PR #11383, opened 2026-04-15
Security: Untrusted remote archive download without integrity verification

tomaioo:
## Summary

Security: Untrusted remote archive download without integrity verification

## Problem

**Severity**: `High` | **File**: `openquake/commands/restore.py:L36`

When `archive` is a URL, the code downloads it via `requests.get(archive)` and immediately processes it as a trusted backup. There is no checksum/signature verification, no TLS pinning, and no timeout. This allows tampered archives (MITM/supply-chain risk) and can also cause hangs due to indefinite network waits.

## Solution

Require an expected digest/signature and verify it before extraction; enforce HTTPS-only URLs; set explicit timeouts (e.g., `timeout=(5, 30)`); and handle HTTP errors via `raise_for_status()`.

## Changes

- `openquake/commands/restore.py` (modified)

### DIFF
--- a/openquake/commands/restore.py
+++ b/openquake/commands/restore.py
@@ -23,12 +23,13 @@ import getpass
 import os.path
 import zipfile
 import sqlite3
+import hashlib
 import requests
 from openquake.baselib.general import safeprint
 from openquake.commonlib.dbapi import Db
 
 
-def main(archive, oqdata):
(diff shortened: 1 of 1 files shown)


micheles:
The `oq restore` command is internal, used only in our tests to download archives generated by us. As such, there are no security risks at all.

*Exercise details*. Exact copies of the lines from the one with "Require an expected" through the final line of the listing should be returned, and no other lines.

*Final answer*.
Require an expected digest/signature and verify it before extraction; enforce HTTPS-only URLs; set explicit timeouts (e.g., `timeout=(5, 30)`); and handle HTTP errors via `raise_for_status()`.

## Changes

- `openquake/commands/restore.py` (modified)

### DIFF
--- a/openquake/commands/restore.py
+++ b/openquake/commands/restore.py
@@ -23,12 +23,13 @@ import getpass
 import os.path
 import zipfile
 import sqlite3
+import hashlib
 import requests
 from openquake.baselib.general import safeprint
 from openquake.commonlib.dbapi import Db
 
 
-def main(archive, oqdata):
(diff shortened: 1 of 1 files shown)


micheles:
The `oq restore` command is internal, used only in our tests to download archives generated by us. As such, there are no security risks at all.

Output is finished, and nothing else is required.